I am sure I tried to read Beverly Cleary's memoirs back in the day. Ramona Quimby is one of my favorite characters in all of fiction. I love the books about Ramona, and while I only owned Ramona Quimby, Age 8, I checked the others out from the library over and over. I also read Cleary's other books multiple times--Ralph S. Mouse was so important for a while, and Leigh Botts, the hero of Dear Mr. Henshaw, still is very important.

But I must have started the first memoir, A Girl From Yamhill, and just found it boring. I don't think I ever made it as far as My Own Two Feet, which is a lot better. A Girl From Yamhill is Cleary's early memories of living in Yamhill on a farm--until she's like six--and then her life in Portland until she goes away to college.

So I think I never made it out of Yamhill. The part of the first memoir that takes place in Portland is more interesting. Cleary had to memorize one hundred lines of poetry of her own choice, every year of high school! Awesome.
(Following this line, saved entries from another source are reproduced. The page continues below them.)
PR #30, opened 2025-07-08
llama-stack basic configuration

majamassarini:
You can find my feedback on the overall experience with llama-stack in the readme file.


vrothberg (commented):
Thanks for working on that, @majamassarini !

The amount of code is quite surprising to me.

majamassarini:
> Thanks for working on that, @majamassarini !
> 
> The amount of code is quite surprising to me.

Probably I should have created a new commit for the code inside the `session-based-container-workflow` 😅
The only code really needed is in `[llama-stack/workflow_runner.py](https://github.com/packit/ai-workflows/pull/30/files#diff-a50678538e90c486955ae3a8b1336218cecce9bd5e637e873939e689a9684820)`.

Compared to ADK and BeeAI, I think it is a bit less. I tried to the explain why in my last PRO point. Since there is a server with a yaml configuration, most of the setup is done there. The code in the file I shared is needed only for defining the way the agents will interact.

PR #42, opened 2025-07-22
Introduce dry-run mode for skipping pushing and creating MRs

lbarcziova:
I have been temporarily removing those steps when playing with this locally, but I think this could be good for testing in general.

### DIFF
--- a/beeai/agents/backport_agent.py
+++ b/beeai/agents/backport_agent.py
@@ -13,15 +13,17 @@ from beeai_framework.backend import ChatModel
 from beeai_framework.errors import FrameworkError
 from beeai_framework.memory import UnconstrainedMemory
 from beeai_framework.middleware.trajectory import GlobalTrajectoryMiddleware
+from beeai_framework.template import PromptTemplate, PromptTemplateInput
 from beeai_framework.tools import Tool
 from beeai_framework.tools.search.duckduckgo import DuckDuckGoSearchTool
 from beeai_framework.tools.think import ThinkTool
 
 from base_agent import BaseAgent, TInputSchema, TOutputSchema
+from constants import COMMIT_PREFIX, BRANCH_PREFIX
 from observability import setup_observability
 from tools import ShellCommandTool
 from triage_agent import BackportData, ErrorData
-from utils import redis_client
+from utils import redis_client, get_git_finalization_steps
 
 
 class InputSchema(BaseModel):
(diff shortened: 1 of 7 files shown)


beeai/agents/backport_agent.py
```diff
@@ -70,6 +76,31 @@ def input_schema(self) -> type[TInputSchema]:
...
+            return get_backport_git_steps(
+                package=data.get("package", ""),
+                jira_issue=data.get("jira_issue", ""),
+                git_url=data.get("git_url", ""),
+                gitlab_user=data.get("gitlab_user", ""),
+                git_user=data.get("git_user", ""),
+                git_email=data.get("git_email", ""),
+                dist_git_branch=data.get("dist_git_branch", ""),
+                dry_run=data.get("dry_run", False)
+            )
```
nforro, line 91: Wouldn't it be possible to pass `data` to `get_*_git_steps` directly (or as an `InputSchema` instance -`InputSchema.model_validate(data)`)?

beeai/agents/backport_agent.py
```diff
@@ -70,6 +76,23 @@ def input_schema(self) -> type[TInputSchema]:
     def output_schema(self) -> type[TOutputSchema]:
         return OutputSchema
 
+    def _render_prompt(self, input: TInputSchema) -> str:
+        # Define template function that can be called from the template
+        def backport_git_steps(data: dict) -> str:
+            input_data = InputSchema.model_validate(data)
```
nforro, line 82:
```suggestion
            input_data = self.input_schema.model_validate(data)
```

beeai/agents/git_operations.py
```diff
@@ -0,0 +1,129 @@
...
+        package=input_data.package,
+        version=input_data.version,
+        jira_issue=input_data.jira_issue,
+        git_url=input_data.git_url,
+        gitlab_user=input_data.gitlab_user,
+        git_user=input_data.git_user,
+        git_email=input_data.git_email,
+        dist_git_branch=input_data.dist_git_branch,
+        dry_run=input_data.dry_run
+    )
```
nforro, line 129: Why are these "translation" functions necessary?

beeai/agents/backport_agent.py
```diff
@@ -70,6 +76,32 @@ def input_schema(self) -> type[TInputSchema]:
...
+            return get_backport_git_steps(
+                package=input_data.package,
+                jira_issue=input_data.jira_issue,
+                git_url=input_data.git_url,
+                gitlab_user=input_data.gitlab_user,
+                git_user=input_data.git_user,
+                git_email=input_data.git_email,
+                dist_git_branch=input_data.dist_git_branch,
+                dry_run=input_data.dry_run
+            )
```
nforro, line 92: Sorry, maybe I'm missing something, but I don't understand why there has to be an extra layer (and translation of arguments). Can't we call `get_git_finalization_steps()` directly from here?

Also, the finalization steps could be a `PromptTemplate` and the input arguments a model/schema, but I'm fine with the implementation as it is.

lbarcziova: ok, removed and moved the helper method to utils.py since its just one function now

PR #674, opened 2026-07-10
Rebase agent older z-stream support and restrictions on Sources

antbob:
There are 2 main changes here:

1) Add support for older z-stream re-bases. The leading z-stream, if available, is used as reference. Older z-streams now check out all the branches but that should not be a problem for disk space or processing time as those contain mostly patch files and such and not the actual source code.

2) More restrictive instructions on Source files and their URLs. Currently this is a problem because the agent can DuckDuckGo and bring in whatever junk it finds so whatever sources it ends up with are of an unknown provenance. Not only it can derail the re-base itself but it can also get malicious sources which it then uploads to look-aside cache, effectively poisoning it.

This patch does not solve the problem described in (2) completely, it just tightens up the instructions. The proper solution should be creating a deterministic tool (ie something that can count the r's in strawberry) for this problem that the agent can use to verify the provenance of Source files and URLs, including check-sums etc but it is outside the scope for this patch.


opohorel (approved):
LGTM as is. I would think about following this up with the self-review similar to what we have in the backport agent

PR #677, opened 2026-07-10
Fix multiple MR consolidation agent issues

TomasKorbar:
- Set working_directory on local_tool_options after clone so the LogAgent and consolidation LLM operate in the correct repo instead of defaulting to /home/beeai (caused missing changelog entries)
- Call download_sources after clone and again after base-branch cherry-pick so source tarballs added by MR branches are available for prep and SRPM builds (previously the LLM wasted ~15 min trying to download them manually)
- Add NFS cache wait after post-cherry-pick source download
- Handle spec-only MRs in per_commit_flow: detect branches with no new .patch files, use a dedicated adapt_spec.j2 prompt that feeds the spec diff to the LLM instead of the patch-oriented prompt that silently dropped spec-only changes
- Capture cherry-pick exit code and reset index on conflict
- Guard all run_subprocess .strip() calls against None returns
- Skip NFS wait when no branches were actually fetched via MCP
- Move _NFS_CACHE_WAIT constant to module level
- Add spec-only MR guidance to merged-strategy instructions.j2

### DIFF
--- a/ymir/agents/mr_consolidation_agent.py
+++ b/ymir/agents/mr_consolidation_agent.py
@@ -80,6 +80,8 @@ from ymir.tools.unprivileged.wicked_git import (
 logger = logging.getLogger(__file__)
 redis_logger = logging.getLogger("agent.redis")
 
+_NFS_CACHE_WAIT = 60
+
 
 async def create_consolidation_agent(
     mcp_tools_list: list[Tool],
@@ -357,6 +359,15 @@ async def run_workflow(
                 dist_git_branch=dist_git_branch,
                 available_tools=gateway_tools,
             )
+            local_tool_options["working_directory"] = state.local_clone
+
+            await run_tool(
+                "download_sources",
+                dist_git_path=str(state.local_clone),
+                package=package,
+                dist_git_branch=dist_git_branch,
+                available_tools=gateway_tools,
+            )
 
             namespace = "centos-stream" if is_cs_branch(dist_git_branch) else "rhel"
             repo_url = f"https://gitlab.com/redhat/{namespace}/rpms/{package}"
@@ -370,6 +381,7 @@ async def run_workflow(
                 state.mr_branches if state.mr_branches else [mr["source_branch"] for mr in state.all_open_mrs]
             )
 
+            any_fetched = False
             for branch_name in candidate_branches:
                 if branch_name == state.update_branch:
                     logger.warning(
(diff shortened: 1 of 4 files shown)


nforro (commented):
Findings from Claude:

### Misleading diff description in adapt_spec.j2

  The template says:
  `Here is the diff of the spec file from that commit against the {{ dist_git_branch }} base:`

  But the actual diff command is:
  `["git", "diff", f"{commit_sha}^", commit_sha, "--", f"{package}.spec"]`

  This shows changes introduced by commit_sha relative to its parent. For the first commit on a branch, the parent IS the dist-git base, so the description is accurate. For subsequent commits on a multi-commit branch, commit_sha^ is the previous commit on the branch, not the dist-git base. Something like "Here is the diff of the spec file introduced by that commit:" would be accurate in all cases.

### `git checkout -- {package}.spec` may silently fail on conflict (pre-existing, now more visible)

  After the cherry-pick:
```python
cp_exit, _, _ = await run_subprocess(["git", "cherry-pick", "--no-commit", commit_sha], ...)
await run_subprocess(["git", "checkout", "--", f"{package}.spec"], ...)
if cp_exit != 0:
    await run_subprocess(["git", "cherry-pick", "--quit"], ...)
    await run_subprocess(["git", "reset", "HEAD"], ...)
```

  If the cherry-pick conflicts on the spec file, git checkout -- {package}.spec fails silently (stages 1/2/3 exist, no stage 0 to restore). The subsequent git reset HEAD cleans the index but leaves conflict markers in the working tree. For the
  has_patches=False path, the LLM then works on a spec with conflict markers while adapt_spec.j2 says "Apply those changes to the current spec file" without mentioning possible conflict state.

  This is pre-existing (the checkout was there before), and the PR's new --quit/reset handling is strictly better than the old code which left the repo in CHERRY_PICKING state. But it might be worth passing a conflict=True flag to the template when cp_exit != 0.

nforro:
Unrelated to these changes, but could we please fix this?
https://github.com/packit/ai-workflows/blob/4ab461502b68ab6c6b460ed2c51ba10fbdd1697d/ymir/agents/mr_consolidation_agent.py#L470

The fallback should be `None`, not `package`.

TomasKorbar:
Updated the prompts to reflect the operations with git we did. Missed that earlier. All should be good now.

nforro (approved):
> Unrelated to these changes, but could we please fix this?
> 
> https://github.com/packit/ai-workflows/blob/4ab461502b68ab6c6b460ed2c51ba10fbdd1697d/ymir/agents/mr_consolidation_agent.py#L470
> 
> The fallback should be `None`, not `package`.

I'll open a new PR for this then.

PR #683, opened 2026-07-14
Add firewall rules for remote sources in RHEL/CS spec files

nforro:


opohorel (dismissed):
LGTM

openshift/tenant-egress.yml
```diff
@@ -125,6 +125,1775 @@ spec:
...
+    # packages: libtopology, powerpc-utils-papr
+    # domains: libtopology.ozlabs.org, powerpc-utils.ozlabs.org
+    - type: Allow
+      to:
+        dnsName: '*.ozlabs.org'
+    # packages: clufter, copy-jdk-configs, filesystem, fonts-rpm-macros, go-rpm-macros, golist, hardlink, hunspell-it, hyphen-it, kde-settings, libosinfo, lohit-tamil-fonts, mailcap, newt, osinfo-db-tools, pungi, python-rpmfluff, rust-packaging, rust-srpm-macros
+    # domains: pagure.io, releases.pagure.io
+    - type: Allow
+      to:
+        dnsName: '*.pagure.io'
```
TomasTomecek: hopefully we'll drop this one soon 😅

openshift/tenant-egress.yml
```diff
@@ -125,6 +125,1775 @@ spec:
...
+    # domains: cloud.github.com, codeload.github.com, download.github.com, github.com, raw.github.com
+    - type: Allow
+      to:
+        dnsName: '*.github.com'
```
TomasTomecek: just a headsup that github.com is already in the list; I wonder if the '*' notation works, I don't think I tried it

TomasTomecek (dismissed):

openshift/tenant-egress.yml
nforro: Ouch, I didn't think of that. It seems it indeed doesn't work, let me regenerate it.

nforro:
@TomasTomecek I've removed wildcards and duplicate entries, PTAL.

openshift/tenant-egress.yml
```diff
@@ -125,6 +125,2373 @@ spec:
...
+      to:
+        dnsName: ayera.dl.sourceforge.net
+    # edac-utils, kxml, libtnc, makebootfat
+    - type: Allow
+      to:
+        dnsName: dl.sourceforge.net
+    # hunspell-ss
+    - type: Allow
+      to:
+        dnsName: downlaods.sourceforge.net
```
opohorel: a typo here

opohorel (dismissed):
from Claude:
```
Defunct hosting services:

Several domains belong to services that have been shut down for years:

download.berlios.de -- BerliOS shut down in 2014
*.googlecode.com (12 entries) -- Google Code shut down in 2016
rubyforge.org -- shut down in 2014
fedorahosted.org -- migrated to Pagure years ago
```

but still LGTM

openshift/tenant-egress.yml
nforro: That's not a typo: https://pkgs.devel.redhat.com/cgit/rpms/hunspell-ss/tree/hunspell-ss.spec?h=rhel-11-main#n11

nforro: Actually, yes, it most likely is :sweat_smile: I thought it's intentional and the domain exists (or existed), but it's dead either way. I'll remove it, along with the other dead domains.

nforro: Done.

TomasTomecek (approved):
lgtm, thank you

PR #684, opened 2026-07-14
Expand find_base_commit tag patterns and soften tag-miss error

opohorel:
`find_base_commit` tried 7 tag patterns (`vX.Y.Z`, `X.Y.Z`, `release-X.Y.Z`, etc.) which missed many upstream conventions. From Jul 02-12 run data, 39 issues (110 error occurrences) hit tag-not-found — the single largest category of backport failure across curl, OpenSSH, PostgreSQL, gnutls, nginx, c-ares, pip, and others.
- Expand tag patterns from 7 to 21: infer package name from repo path, add underscore/uppercase variants (`curl-7_76_1`, `V_9_9_P1`, `REL_16_11`, `gnutls_3_6_2`), and strip trailing digits from RHEL versioned packages (`nodejs22` → `nodejs`)
- Soften tag-miss from `ToolError` to informational `StringToolOutput` — same retry guidance for the LLM, no error trace pollution
- Filter available tags by version components so the LLM sees relevant tags first

### DIFF
--- a/ymir/tools/unprivileged/tests/unit/test_upstream_tools.py
+++ b/ymir/tools/unprivileged/tests/unit/test_upstream_tools.py
@@ -449,6 +449,8 @@ class TestFindBaseCommitTool:
         repo = tmp_path / dir_name
         repo.mkdir()
         subprocess.run(["git", "init"], cwd=repo, check=True)
+        subprocess.run(["git", "config", "user.email", "test@example.com"], cwd=repo, check=True)
+        subprocess.run(["git", "config", "user.name", "Test"], cwd=repo, check=True)
         (repo / "file.c").write_text("int main() {}\n")
         subprocess.run(["git", "add", "."], cwd=repo, check=True)
         subprocess.run(["git", "commit", "-m", "Initial"], cwd=repo, check=True)
@@ -527,7 +529,8 @@ class TestFindBaseCommitTool:
         assert "base_tag_commit" not in tool.options
 
     @pytest.mark.asyncio
-    async def test_finds_curl_style_tag(self, tool, tmp_path):
+    async def test_finds_curl_style_tag(self, tmp_path):
+        tool = FindBaseCommitTool(options={"working_directory": None})
         repo = self._make_repo(tmp_path, "curl-upstream", ["curl-7_76_1"])
         result = await tool.run(
             input=FindBaseCommitToolInput(repo_path=str(repo), version="7.76.1")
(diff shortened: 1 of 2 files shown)


nforro (commented):
Nice, thanks!

Claude found some issues:

**1. Misleading test docstring — `test_finds_versioned_package_tag`**
`test_upstream_tools.py` line ~583

The docstring says:
> RHEL versioned packages like nodejs22 match upstream tags like node-v22.1.0.

But the test actually uses tag `nodejs-20_11_0` (package-underscore style, prefix `nodejs`), not `node-v22.1.0` (which would have prefix `node` and a `v`). The docstring describes a different scenario than what the test exercises. Should align the docstring to the actual test: something like "RHEL versioned packages like nodejs22 strip trailing digits to match upstream tags like nodejs-20_11_0."

**2. Soft failure changes the signal the agent receives**
`upstream_tools.py` line ~501

Changing from `ToolError` to `StringToolOutput` is a behavioral change beyond just suppressing traces. A `ToolError` is an unambiguous failure signal to the BeeAI framework — the agent knows the tool failed and must retry or try a different approach. A `StringToolOutput` is a "success" return that happens to contain failure text. The agent must parse the natural-language message to understand it needs to retry.

This is called out in the PR description as intentional ("same retry guidance for the LLM, no error trace pollution"), and the message text is clear ("Could not find tag... Retry with..."). But worth confirming this was tested in practice with the actual agent — LLMs can treat a non-error tool return as "done, move on" rather than "failed, retry." If there's data from runs showing the agent retries correctly on soft failures, this concern is resolved.

**3. `ver_upper` only handles digit→letter boundaries, not letter→digit**
`upstream_tools.py` line ~429

```python
ver_upper = re.sub(r"(\d)([a-zA-Z])", r"\1_\2", ver_under).upper()
```

This correctly transforms `9.9p1` → `9_9_P1` (openssh style) by splitting at the digit→letter boundary. However, it doesn't handle letter→digit boundaries. For a version like `1.0rc1`, the result is `1_0_RC1` rather than `1_0_RC_1`. If any upstream project uses tags with underscores at both boundaries (e.g., `V_1_0_RC_1`), this wouldn't match. This is a niche edge case and not a regression — just noting the asymmetry in case the data shows `rc`/`beta`/`alpha` suffixed versions failing.

**4. `pkg_base` regex may over-strip on packages ending in digits that aren't RHEL version suffixes**
`upstream_tools.py` line ~415

```python
pkg_base = re.sub(r"[-_]?\d+$", "", pkg_name) if pkg_name else None
```

For a package like `gtk3-upstream`, `pkg_name` is `gtk3`, `pkg_base` is `gtk`. GTK3's upstream tags are like `3.24.42` (just version) or `GNOME_BUILDTOOLS_...`, so adding `gtk-3_24_42` patterns wouldn't help but wouldn't hurt either (just extra git rev-parse calls that fail). No functional issue, just noting the over-eager stripping has low blast radius since the patterns are additive.

**5. Minor: test creates new `tool` instances inconsistently**
Several new tests (`test_finds_openssh_style_tag`, `test_finds_postgresql_style_tag`, etc.) create their own `tool = FindBaseCommitTool(...)` locally instead of using the `tool` fixture. This is because they also create their own repo via `_make_repo` and need `tmp_path` directly. Meanwhile `test_finds_curl_style_tag` does use the `tool` fixture. The inconsistency is harmless (both approaches work) but using the fixture everywhere or nowhere would be cleaner.

opohorel:
@nforro thanks for the review!

1. fixed the docstring
2. the change is intentional, so the trace server/phoenix doesn't flag this as errors. LLM should be able to recover even when we don't raise the ToolError
3. edge case which IMO isn't worth exploring
4. blast radius is small, and the LLM should recover, so I decided to not fix this one
5. fixed

nforro (approved):

PR #685, opened 2026-07-15
Raise pods memory

opohorel:
We OOM on mcp-gateway 3 times today, on rebase once and triage is dangerously close from time to time


mfocko (approved):
Does it fit the available resources though?

opohorel:
> Does it fit the available resources though?

we'll have 1Gi left

PR #686, opened 2026-07-15
Add GetPipelineJobLogTool for reading CI job logs

martinhoyer:
Adds MCP tool that fetches raw log output from a GitLab CI job via the /jobs/{id}/trace REST endpoint.
Complements GetFailedPipelineJobsFromMergeRequestTool - agents call that first to identify which jobs failed, then this tool to read the actual error output.

Not sure about the truncating to the last 500 lines. I'm thinking the ideal would be to fetch the whole logfile and let the agent search in it, wdyt?

TODO:

- [x] Write new tests or update the old ones to cover new functionality.
- [x] Update doc-strings where appropriate.

RELEASE NOTES BEGIN

New GetPipelineJobLogTool GitLab MCP tool.

RELEASE NOTES END


ymir/tools/privileged/gitlab.py
```diff
@@ -866,6 +866,62 @@ def get_latest_pipeline_jobs():
...
+MAX_LOG_LINES = 500
+
+
+class GetPipelineJobLogToolInput(BaseModel):
+    project_path: str = Field(description="GitLab project path (e.g. 'redhat/rhel/rpms/curl')")
+    job_id: str = Field(description="GitLab job ID (from get_failed_pipeline_jobs_from_merge_request output)")
+
+
+class GetPipelineJobLogTool(Tool[GetPipelineJobLogToolInput, ToolRunOptions, StringToolOutput]):
+    name = "get_pipeline_job_log"
```
lbarcziova, line 878: currently, this MCP tool isn't wired to any agent, is this supposed to be used by preliminary agent [here](https://github.com/packit/ai-workflows/blob/6b5c6388ec722cc03e4b6e3ea0128d1a3b06ff28/ymir/agents/preliminary_testing_agent.py#L94)?

ymir/tools/privileged/gitlab.py
```diff
@@ -866,6 +866,62 @@ def get_latest_pipeline_jobs():
...
+    description = (
+        "Fetches the raw log output from a specific GitLab CI job. "
+        "Use after get_failed_pipeline_jobs_from_merge_request to read WHY a job failed. "
+        "Returns the last 500 lines of log output."
```
lbarcziova, line 882: we can start with this, but could also consider the approach used for Copr build logs previously - download the full trace to disk and let the agent view the content iteratively with offset/limit

lbarcziova (commented):
thanks for the contribution!

ymir/tools/privileged/gitlab.py
martinhoyer: Yeah, alongside the `get_failed_pipeline_jobs_from_merge_request`, but it's not necessarily meant to be used by a specific agent.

Cleary talks about how they read Carl Sandburg's "Chicago" and were inspired to write their own:
Portland.
Shipper of wheat,
Grower of roses.

Oregon.
Feller of trees,
Catcher of salmon.
She was obviously totally my kind of nerd in high school too; she and her best friend Claudine studied their The Century Handbook of Writing and worked the examples of "faulty diction" into their conversations.
Our conversation became sprinkled with gleeful vulgarisms we had never used before. When I announced my presence by noisily tap-dancing on the Klums' wooden porch and probably annoying all the neighbors on the block, Claudine said she was nowhere near ready for school.

"I suspicioned you weren't."

Claudine's reply was something like, "This here shoe-lace broke."
Later, Beverly is dating a boy she isn't that into, and when he kisses her, "Being kissed by Gerhart was disappointing. I had expected a kiss to feel more like the time in Yamhill when I stuck my finger in the electric socket, only nice."

She chooses to recite "Patterns" by Amy Lowell for a dramatics class, which cracks me up. When Beverly rehearses it, Claudine says, "Wow! You're sure brave!"

I'm still reading My Own Two Feet, and loving it. "How terribly--I pulled a word from my reading vocabulary that I had never spoken--risqué. Black lace underwear! Gosh!"